Amazon.co.uk Review
Peter Ho Davies takes his title for this, his second collection of short stories, from EM Forster, writing on the "sad, strange irony" whereby children are not bound to parents as parents are to children-and "equal love" is never possible. Davies' dozen pieces all focus on this vexed parent-child bond but it is to his credit that we're never aware of his master plan. For among Davies's many talents is the ability to create each story in its own world, with its own tone, pace and style, its own reference points--even its own vocabulary. The opening, deeply moving account of a childless couple's alleged encounter with a UFO, for example, can signal its 1950s US setting with the quiet placing of just three, era-specific words: "conniption", "simonize" and "prophylactics". Entering the Chinese-American world, preparing one of their own for "The Next Life", forces a cross-cultural reconsideration of what death and "sonhood" mean.

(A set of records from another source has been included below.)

PR #1396, opened 2023-10-12
Certifier OSV: fixed emit func when polling

### LINKED ISSUE #1387: [bug] guacone certifier osv -p not working
**Describe the bug**
`guacone certifier osv -p` not working

**To Reproduce**

1. Setup GUAC with https://docs.guac.sh/setup/ or by hand and run `guacone certifier osv -p`
2. See that no vulns are ingested
3. Try `guacone certifier osv` without poll and see that it works

**Expected behavior**
Vulns ingested

**GUAC version**
v0.2.0

**Additional context**

Adding another bug to this: `guacone certifier osv -p` will not exit with `Ctrl-C`, it is hanging.

mrizzi:
# Description of the PR

Fixes #1387 

New Goroutine to "flush" the documents collected in the `totalDocs` based upon one condition being true:

- a 30 seconds ticker
- 1000 documents appended to `totalDocs` 

This also fixes the other bug, i.e. not exiting with `CTRL-C` 

# PR Checklist

### DIFF
--- a/cmd/guacone/cmd/osv.go
+++ b/cmd/guacone/cmd/osv.go
@@ -84,11 +84,55 @@ var osvCmd = &cobra.Command{
 
 		totalNum := 0
 		var totalDocs []*processor.Document
+		docChan := make(chan *processor.Document)
+		tickInterval := 30 * time.Second
+		ticker := time.NewTicker(tickInterval)
 		gotErr := false
+
+		go func() {
+			for !gotErr {
+				select {
+				case <-ticker.C:
+					if len(totalDocs) > 0 {
+						err = ingestor.MergedIngest(ctx, totalDocs, opts.graphqlEndpoint, csubClient)
+						if err != nil {
+							gotErr = true
+							logger.Errorf("unable to ingest documents: %v", err)
+						}
+						totalDocs = []*processor.Document{}
+					}
+					ticker.Reset(tickInterval)
+				case d := <-docChan:
+					totalNum += 1
+					totalDocs = append(totalDocs, d)
+					if len(totalDocs) >= 1000 {
+						err = ingestor.MergedIngest(ctx, totalDocs, opts.graphqlEndpoint, csubClient)
+						if err != nil {
+							gotErr = true
+							logger.Errorf("unable to ingest documents: %v", err)
+						}
+						totalDocs = []*processor.Document{}
+						ticker.Reset(tickInterval)
+					}
+				case <-ctx.Done():
+					return
+				}
+			}
+			for len(docChan) > 0 {
+				totalNum += 1
+				totalDocs = append(totalDocs, <-docChan)
+				if len(totalDocs) >= 1000 {
+					err = ingestor.MergedIngest(ctx, totalDocs, opts.graphqlEndpoint, csubClient)
+					if err != nil {
+						gotErr = true
+						logger.Errorf("unable to ingest documents: %v", err)
+					}
+				}
+			}
+		}()
 		// Set emit function to go through the entire pipeline
 		emit := func(d *processor.Document) error {
-			totalNum += 1
-			totalDocs = append(totalDocs, d)
+			docChan <- d
 			return nil
 		}
 
@@ -120,15 +164,18 @@ var osvCmd = &cobra.Command{
 		select {
 		case s := <-sigs:
 			logger.Infof("Signal received: %s, shutting down gracefully\n", s.String())
+			cf()
 		case <-done:
 			logger.Infof("All certifiers completed")
 		}
 		wg.Wait()
 
-		err = ingestor.MergedIngest(ctx, totalDocs, opts.graphqlEndpoint, csubClient)
-		if err != nil {
-			gotErr = true
-			logger.Errorf("unable to ingest documents: %v", err)
+		if ctx.Err() == nil {
+			err = ingestor.MergedIngest(ctx, totalDocs, opts.graphqlEndpoint, csubClient)
+			if err != nil {
+				gotErr = true
+				logger.Errorf("unable to ingest documents: %v", err)
+			}
 		}
 		cf()
 
--- a/cmd/guacone/cmd/osv.go
+++ b/cmd/guacone/cmd/osv.go
@@ -192,7 +192,7 @@ var osvCmd = &cobra.Command{
 		wg.Wait()
 		cf()
 
-		if gotErr == 1 {
+		if atomic.LoadInt32(&gotErr) == 1 {
 			logger.Errorf("completed ingestion with errors")
 		} else {
 			logger.Infof("completed ingesting %v documents", totalNum)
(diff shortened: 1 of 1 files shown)


cmd/guacone/cmd/osv.go
```diff
@@ -84,11 +84,55 @@ var osvCmd = &cobra.Command{
...
+						ticker.Reset(tickInterval)
+					}
+				case <-ctx.Done():
+					return
+				}
+			}
+			for len(docChan) > 0 {
+				totalNum += 1
+				totalDocs = append(totalDocs, <-docChan)
+				if len(totalDocs) >= 1000 {
```
pxp928, line 124: if there are any documents left, we should `MergedIngest` them. To capture any stragglers

mrizzi: good catch, fixed

cmd/guacone/cmd/osv.go
```diff
@@ -84,11 +84,62 @@ var osvCmd = &cobra.Command{
 
 		totalNum := 0
 		var totalDocs []*processor.Document
+		docChan := make(chan *processor.Document)
+		tickInterval := 30 * time.Second
+		ticker := time.NewTicker(tickInterval)
 		gotErr := false
+
+		go func() {
+			for !gotErr {
```
naveensrinivasan, line 93: The `gotErr` is shared and isn't thread-safe.

cmd/guacone/cmd/osv.go
```diff
@@ -84,11 +84,62 @@ var osvCmd = &cobra.Command{
...
+				select {
+				case <-ticker.C:
+					if len(totalDocs) > 0 {
+						err = ingestor.MergedIngest(ctx, totalDocs, opts.graphqlEndpoint, csubClient)
```
naveensrinivasan, line 97: The `totalDocs` slice could potentially run into a race condition.

The totalDocs is accessed and modified in the goroutine that handles document ingestion. However, it's also accessed and potentially modified after the wg.Wait() call when the context error is checked and possibly when final ingestion is performed.

If the goroutine is still running and modifying totalDocs when the main goroutine reaches the final ingestion step, a race condition could occur. This is because both goroutines could be trying to access and modify totalDocs at the same time.

mrizzi:
2efd048 :

- refactored `totalDocs` slice management that now happens only inside `ingestion` func
- `ingestionStop` chan to properly stop `ingestion` func
- removed last call to `ingestor.MergedIngest(ctx, totalDocs, opts.graphqlEndpoint, csubClient)` because now all the ingestor invocations happen only within the  `ingestion` func
-  `ingestion` func deals with `wg WaitGroup`

cmd/guacone/cmd/osv.go
mrizzi: @naveensrinivasan thanks a lot, it helped me a lot.
I've refactored the whole execution and now `totalDocs` slice is referenced only within the `ingestion` func.

pxp928: Thanks @naveensrinivasan that was a good catch.

pxp928 (dismissed):

cmd/guacone/cmd/osv.go
naveensrinivasan: Thanks. 

- A suggestion is to `break` instead of `flag` for breaking the loop.
- The `gotErr` can also run into a race condition.

```golang
		var gotErr int32
		var wg sync.WaitGroup
		ingestion := func() {
			defer wg.Done()
			var totalDocs []*processor.Document
			const threshold = 1000
		loop:
			for {
				select {
				case <-ticker.C:
					if len(totalDocs) > 0 {
						err = ingestor.MergedIngest(ctx, totalDocs, opts.graphqlEndpoint, csubClient)
						if err != nil {
							logger.Errorf("unable to ingest documents: %v", err)
							atomic.StoreInt32(&gotErr, 1)
							break loop
						}
						totalDocs = []*processor.Document{}
					}
					ticker.Reset(tickInterval)
				case d := <-docChan:
					totalNum += 1
					totalDocs = append(totalDocs, d)
					if len(totalDocs) >= threshold {
						err = ingestor.MergedIngest(ctx, totalDocs, opts.graphqlEndpoint, csubClient)
						if err != nil {
							atomic.StoreInt32(&gotErr, 1)
							logger.Errorf("unable to ingest documents: %v", err)
							break loop
						}
						totalDocs = []*processor.Document{}
						ticker.Reset(tickInterval)
					}
				case <-ingestionStop:
					break loop
				case <-ctx.Done():
					return
				}
			}
			for len(docChan) > 0 {
				totalNum += 1
				totalDocs = append(totalDocs, <-docChan)
				if len(totalDocs) >= threshold {
					err = ingestor.MergedIngest(ctx, totalDocs, opts.graphqlEndpoint, csubClient)
					if err != nil {
						atomic.StoreInt32(&gotErr, 1)
						logger.Errorf("unable to ingest documents: %v", err)
					}
					totalDocs = []*processor.Document{}
				}
			}
			if len(totalDocs) > 0 {
				err = ingestor.MergedIngest(ctx, totalDocs, opts.graphqlEndpoint, csubClient)
				if err != nil {
					atomic.StoreInt32(&gotErr, 1)
					logger.Errorf("unable to ingest documents: %v", err)
				}
			}
		}
```

mrizzi: @naveensrinivasan thanks a lot :pray:

cmd/guacone/cmd/osv.go
```diff
@@ -191,7 +192,7 @@ var osvCmd = &cobra.Command{
 		wg.Wait()
 		cf()
 
-		if gotErr {
+		if gotErr == 1 {
```
naveensrinivasan, line 195: This has to use the `atomic` package to compare. To avoid the race. https://pkg.go.dev/sync/atomic#LoadInt32

cmd/guacone/cmd/osv.go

By the end of this emotionally complex, thoughtful book, Forster's despondent certainty about unequal love seems a sweeping simplification. Although Davies's own background--Welsh-Chinese parentage, raised in Coventry, teaching in Michigan, resident in Cambridge--explains at least some of the range, it takes real talent to conjure the first-person of a young girl losing her milk teeth or an "unfit mother" recalling the smell of her stolen child's nappies. Davies won plaudits and prizes for his first collection, The Ugliest House in the World; Equal Love fully vindicates his early promise and should find him a whole host of new admirers.--Alan Stewart
--This text refers to an out of print or unavailable edition of this title.
Product Description
Drawing on the author's own cross-cultural inheritance, these stories range across a series of settings and backgrounds. From a Chinese son gambling with professional moumers to a mixed-race couple who experience a close encounter with an alien being, Ho Davies' characters share an instantly recognisable sense of displacement - these are children of one century, adults of the next - caught between debts to their parents and what they owe their offspring. Sharply observed and compassionate, Equal Love demonstrates the talent of a truly original writer, whose work has already earned comparison with that of Raymond Carver, James Joyce and V. S. Naipaul.